● **To do**:
What is needed here is an exact repetition of the records below, beginning at the line that has "char topic[PATH_MAX +" and stopping after the line that has "memset (topic, 0, topic_len + 1);".

········

PR #81, opened 2024-01-29
Bug Fix for shared storage 

hariharan-devarajan:
In case of shared storage, we should not use KVS to synchronize Producer and Consumer. Instead, we first use FS locks to do the sync, if that fails (say consumer got the lock first), we fall back to the case of KVS for sync. 

This allows us to optimize our KVS calls by calling it only in case, locks looks the order battle ;).

Note, if use streams, there is no portable way to do locks. Therefore, this PR will use KVS only for that case.

- [x] Test it with collocation test from Ian.

### DIFF
--- a/src/dyad/common/dyad_structures.h
+++ b/src/dyad/common/dyad_structures.h
@@ -20,6 +20,7 @@ struct dyad_ctx {
     flux_t* h;                      // the Flux handle for DYAD
     struct dyad_dtl* dtl_handle;    // Opaque handle to DTL info
     const char* fname;              // Used to track which file is getting processed.
+    bool use_fs_locks;              // Used to track if fs locks should be used.
     // User Facing
     bool debug;                     // if true, perform debug logging
     bool check;                     // if true, perform some check logging
--- a/src/dyad/core/dyad_core.c
+++ b/src/dyad/core/dyad_core.c
@@ -35,6 +35,7 @@ const struct dyad_ctx dyad_ctx_default = {
     NULL,   // h
     NULL,   // dtl_handle
     NULL,   // fname
+    false,  // use_fs_locks
     false,  // debug
     false,  // check
     false,  // reenter
@@ -303,10 +304,6 @@ DYAD_CORE_FUNC_MODS dyad_rc_t dyad_fetch (const dyad_ctx_t* restrict ctx,
     char upath[PATH_MAX] = {'\0'};
     const size_t topic_len = PATH_MAX;
     char topic[PATH_MAX + 1] = {'\0'};
-    if (ctx->shared_storage) {
-        rc = DYAD_RC_OK;
-        goto fetch_done;
-    }
     memset (upath, 0, PATH_MAX);
     memset (topic, 0, topic_len + 1);
     // Extract the path to the file specified by fname relative to the
@@ -674,6 +671,7 @@ dyad_rc_t dyad_init (bool debug,
     // Set reenter and initialized to indicate this.
     (*ctx)->reenter = true;
     (*ctx)->initialized = true;
+    (*ctx)->use_fs_locks = true; // This is default value except for streams which dont have a fp.
     // TODO Print logging info
     rc = DYAD_RC_OK;
     // TODO: Add folder option here.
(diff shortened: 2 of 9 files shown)


JaeseungYeom:
I see the performance benefit for using file locking to synchronize between producer and consumer when they have access to the same storage. That is not a typical scenario intended for DYAD unless to deal with the hierarchical storage. We will have to bring back the hierarchical storage management related development once we are done with current publication efforts. However, the description of the bug is lacking here. If I understand the situation, this bug is introduced by the file locking optimization on client side. We no longer check KVS as the first method to determine the local availability of a file. Instead, we check if a file is locally available by opening it and putting a lock on it before checking KVS. If the producer has already opened a file but has not finished, the consumer will see a file and continue reading an incomplete file.

JaeseungYeom:
One solution could be to create a file (e.g., node_id_filename.lock) as a lock to indicate that writing is not complete before opening a file to write. Upon closing of the file, the producer removes the lock file. Consumer checks the existence of the local file instead of relying on the file size.

hariharan-devarajan:
> One solution could be to create a file (e.g., node_id_filename.lock) as a lock to indicate that writing is not complete before opening a file to write. Upon closing of the file, the producer removes the lock file. Consumer checks the existence of the local file instead of relying on the file size.

Another option is to do stream I/O with fd. This would open and write data into fd while the interface uses streams.

hariharan-devarajan:
> I see the performance benefit for using file locking to synchronize between producer and consumer when they have access to the same storage. That is not a typical scenario intended for DYAD unless to deal with the hierarchical storage. We will have to bring back the hierarchical storage management related development once we are done with current publication efforts. However, the description of the bug is lacking here. If I understand the situation, this bug is introduced by the file locking optimization on client side. We no longer check KVS as the first method to determine the local availability of a file. Instead, we check if a file is locally available by opening it and putting a lock on it before checking KVS. If the producer has already opened a file but has not finished, the consumer will see a file and continue reading an incomplete file. Checking if a file size is greater than 0 would not be sufficient. So, I think for a shared storage, we probably should use KVS only even on consumer side.

No, I added locks on producer side as well. So everything would be synchronized. For shared storage case with streams, as streams don't have locks we don't use locks to synchronize.

JaeseungYeom:
> > I see the performance benefit for using file locking to synchronize between producer and consumer when they have access to the same storage. That is not a typical scenario intended for DYAD unless to deal with the hierarchical storage. We will have to bring back the hierarchical storage management related development once we are done with current publication efforts. However, the description of the bug is lacking here. If I understand the situation, this bug is introduced by the file locking optimization on client side. We no longer check KVS as the first method to determine the local availability of a file. Instead, we check if a file is locally available by opening it and putting a lock on it before checking KVS. If the producer has already opened a file but has not finished, the consumer will see a file and continue reading an incomplete file. Checking if a file size is greater than 0 would not be sufficient. So, I think for a shared storage, we probably should use KVS only even on consumer side.
> 
> No, I added locks on producer side as well. So everything would be synchronized. For shared storage case with streams, as streams don't have locks we don't use locks to synchronize.

I see that now. Then I would like to go over again with the full context in mind. However, can you rebase?

hariharan-devarajan:
@JaeseungYeom I rebased it.

tests/integration/dlio_benchmark/setup-env.sh
```diff
@@ -32,7 +33,7 @@ export DLIO_PROFILER_LOG_LEVEL=ERROR
 export DLIO_PROFILER_BIND_SIGNALS=0
 export MV2_BCAST_HWLOC_TOPOLOGY=0
 
-
+mkdir -p ${DYAD_PATH}
```
JaeseungYeom, line 36: I think we should add -m 775 to be consistent with dyad core and module.

src/dyad/stream/dyad_stream_core.cpp
```diff
@@ -122,6 +122,7 @@ void dyad_stream_core::init (const dyad_params &p)
                               p.m_cons_managed_path.c_str (),
                               static_cast<dyad_dtl_mode_t> (p.m_dtl_mode),
                               &m_ctx);
+    m_ctx->use_fs_locks = false; // this is to disable checking for fs lock based logic.
```
JaeseungYeom, line 125: Add a TODO note saying that we will implement a lock file based synchronization scheme.

src/dyad/core/dyad_core.c
```diff
@@ -934,58 +931,71 @@ dyad_rc_t dyad_consume (dyad_ctx_t* ctx, const char* fname)
...
-            DYAD_LOG_INFO (ctx, "File '%s' is local!\n", fname);
-            rc = DYAD_RC_OK;
-            dyad_release_flock (ctx, fd, &exclusive_lock);
-            goto consume_close;
+    file_size = get_file_size (fd);
+    if (ctx->shared_storage) {
+        dyad_release_flock (ctx, fd, &exclusive_lock);
+        if (!ctx->use_fs_locks || file_size <= 0) {
+            // as file size was zero that means consumer won the lock first so has to wait for kvs.
+            // or we are using c++ streams.
```
JaeseungYeom, line 939: Clarify the comment by changing the following:
"or we are using c++ streams." => "or we cannot use file lock based synchronization as it does not work with the files managed by c++ fstream."

JaeseungYeom (approved):
If you make the changes I requested, it is ready for merging.

src/dyad/common/dyad_structures.h
```diff
@@ -20,6 +20,7 @@ struct dyad_ctx {
     flux_t* h;                      // the Flux handle for DYAD
     struct dyad_dtl* dtl_handle;    // Opaque handle to DTL info
     const char* fname;              // Used to track which file is getting processed.
+    bool use_fs_locks;              // Used to track if fs locks should be used.
```
JaeseungYeom, line 23: Make sure the compatibility with the python binding as well as the initialization of the struct in dyad_core.c

JaeseungYeom: 1. https://github.com/flux-framework/dyad/blob/6d3df1b5f680ca7295a1e46e7aa731a9982636e6/pydyad/pydyad/bindings.py#L24
2. https://github.com/flux-framework/dyad/blob/9a87cf0ac93b982fd0eac5857c0b175c9ce70f68/src/dyad/core/dyad_core.c#L38

JaeseungYeom:
I am currently doing something not so portable in another part of the code 
https://github.com/flux-framework/dyad/blob/6d3df1b5f680ca7295a1e46e7aa731a9982636e6/include/dyad/stream/dyad_stream_api.hpp#L65
based on:
https://stackoverflow.com/questions/676787/how-to-do-fsync-on-an-ofstream

If there is a way to make it portable, we can leverage that for locking.

hariharan-devarajan:
> I am currently doing something not so portable in another part of the code
> 
> https://github.com/flux-framework/dyad/blob/6d3df1b5f680ca7295a1e46e7aa731a9982636e6/include/dyad/stream/dyad_stream_api.hpp#L65
> 
> 
> based on:
> https://stackoverflow.com/questions/676787/how-to-do-fsync-on-an-ofstream
> This is a confession of my sin. If there is a way to make it portable, we can leverage that for locking.

I am not sure what you are doing here. But if u get a file descriptor, then u can add a similar logic to the open and close code I have for the producer case, and then it would work.

tests/integration/dlio_benchmark/setup-env.sh
hariharan-devarajan: FIXED

src/dyad/stream/dyad_stream_core.cpp
hariharan-devarajan: FIXED

src/dyad/core/dyad_core.c
hariharan-devarajan: FIXED

src/dyad/common/dyad_structures.h
hariharan-devarajan: Added

JaeseungYeom (approved):
LGTM

PR #82, opened 2024-01-31
Asynchronous KVS publish by producer enabled by DYAD_ASYNC_PUBLISH

JaeseungYeom:
WIP. We will test and see.
Set the environment variable DYAD_ASYNC_PUBLISH.


pydyad/pydyad/bindings.py
```diff
@@ -27,7 +27,7 @@ class DyadCtxWrapper(ctypes.Structure):
         ("reenter", ctypes.c_bool),
         ("initialized", ctypes.c_bool),
         ("shared_storage", ctypes.c_bool),
-        ("sync_started", ctypes.c_bool),
```
JaeseungYeom, line 30: I was not sure what this variable was for. So, I removed.

JaeseungYeom:
In the CI test, cpp_logger is not built with c11 standard and causes issue.

hariharan-devarajan (approved):
Lets wait for @ilumsden to test this, then we can merge.

ilumsden:
@JaeseungYeom caught a small bug in my testing. You correctly read `DYAD_ASYNC_PUBLISH` in `dyad_init_env`, but you never actually set the context's `async_publish` field in `dyad_init`. I just pushed a super tiny commit onto your branch to fix this.

ilumsden (approved):
Looks good to me. I also tested with the workflow benchmark, and this worked as expected.

PR #88, opened 2024-02-02
enable file locking for c++ fstream and ofstream. control fsync after…

JaeseungYeom:
1. enable file locking for c++ fstream and ofstream
3. control fsync after producer write via environment variable
4. change the order of lock release such that it comes just before closing a file locked.
5. change the function name dyad_fetch to dyad_fetch_metadata
6. added error check for dyad_fetch_metadata with shared_storage enabled
7. suppress warning about usleep


include/dyad/stream/dyad_stream_api.hpp
```diff
@@ -70,11 +71,17 @@ void fsync_ofstream (std::basic_ofstream<_CharT, _Traits>& os)
         os.flush ();
         fsync (static_cast<my_filebuf&> (*os.rdbuf ()).handle ());
     }
+#else
+    if (os.is_open ()) {
+        os.flush ();
```
hariharan-devarajan, line 76: Why do we need to do `os.flush()`?

include/dyad/stream/dyad_stream_api.hpp
```diff
@@ -88,8 +95,103 @@ void fsync_fstream (std::basic_fstream<_CharT, _Traits>& os)
...
+       public:
+        int handle ()
+        {
+            return this->_M_file.fd ();
+        }
+    };
+
+    if (os.is_open ()) {
+        int fd = static_cast<my_filebuf&> (*os.rdbuf ()).handle ();
+        core.file_lock (fd);
```
hariharan-devarajan, line 122: Is there a way to select which lock your applying? We should use shared locks for read and exclusive locks for writes,

hariharan-devarajan: ah i see u are only only applying for producer. I think, we should have different methods for shared or exclusive locks for clarity of API.

hariharan-devarajan (changes requested):

include/dyad/stream/dyad_stream_api.hpp
JaeseungYeom: To make sure that data is cleared out before starting the followup synchronization routine, which can happen before d'tor call.

include/dyad/stream/dyad_stream_api.hpp
hariharan-devarajan: I know maybe u wanna say exclusive lock

include/dyad/stream/dyad_stream_api.hpp
hariharan-devarajan: I would not do that always. As I said, we should avoid any kind of flush.

include/dyad/stream/dyad_stream_api.hpp
JaeseungYeom: We can add a shared lock to ifstream. Also to the fstream with `m_core.is_dyad_consumer()`

hariharan-devarajan: We don't need that as the consume code already does shared lock.

include/dyad/stream/dyad_stream_api.hpp
JaeseungYeom: For any fencing semantic, I think this is needed.

include/dyad/stream/dyad_stream_api.hpp
JaeseungYeom: I agree. That is why I  did not add it.

include/dyad/stream/dyad_stream_api.hpp
hariharan-devarajan: the session semantics is maintained by closing already, we don't need that for most file systems.

JaeseungYeom: This is decoupled from file close. This is a utility function like mem fence instruction. If you use it just before stream close, there will be nothing to flush at close.

hariharan-devarajan: So this wont be called automatically by close of stream? Users need to call it explicitly?

hariharan-devarajan: My understanding is that this would not be an expensive operation. Therefore its ok.

hariharan-devarajan (approved):
The changes look good now.

PR #91, opened 2024-02-03
Fix the broken logger, cleanup macros, fix warnings

JaeseungYeom:
- Fix the broken logger
  - Flux logger
  - Add directory hint for cpp-logger search in cmake
- cleanup macros
  - more structuring
  - noop handling
  - multiline expansion
- fix warnings
  - with clang, gcc, intel for c99, c11, c17, c++11, c++17


hariharan-devarajan (approved):
The changes look good to me.

PR #92, opened 2024-02-03
Optparse fix

JaeseungYeom:
This PR is based on PR #91 

- This is an attempt to fix the argument parsing in module. The modules argument parsing has been broken for a while. I tried various things to fix it but no success. So, I decided to do the complete overhaul by replacing it with `getopts_long`

- Added `-m 775` to mkdir in some scripts such that the permission is consistent with the expectation from dyad module and core.

This PR will still not pass the CI test. However, it is not because of the parsing issue but because of DTL initialization issue. I will fix it in a followup PR.


JaeseungYeom:
To actually see if DTL correctly initializes, need to run dtl_fix PR #93.
However, with this PR it is still possible to see the option argument parsing in the works. I added an offline test code. It is almost identical to the actual parsing in the module code. However, there is one key difference. In module, `argv[0]` is not the name of executable as the module is not an executable. So, arguments starts from `argv[0]` instead of `argv[1]`, which is different from what all the parsing library expect. So, I copy argv array into another array starting from the second element (`argv[1]`) to feed the parsing library.

hariharan-devarajan (approved):
Changes look good to me.

PR #93, opened 2024-02-03
Fix DTL initialization and build

JaeseungYeom:
When built for UCX_RMA, the initialization does not find UCX at all.
The CMake variable to enable UCX_RMA was not enabling any UCX dependency as well as UCX related initialization.
This RP is based on PR #92


hariharan-devarajan (approved):
The changes look good to me.

hariharan-devarajan (changes requested):
The CI is failing we should fix that but the changes look good.

PR #94, opened 2024-02-03
Move the DLIO test after Python API test

JaeseungYeom:
DLIO test requires Python API.
So, it makes sense to move it after Python API test.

········

● **Result below**:
     char topic[PATH_MAX + 1] = {'\0'};
-    if (ctx->shared_storage) {
-        rc = DYAD_RC_OK;
-        goto fetch_done;
-    }
     memset (upath, 0, PATH_MAX);
     memset (topic, 0, topic_len + 1);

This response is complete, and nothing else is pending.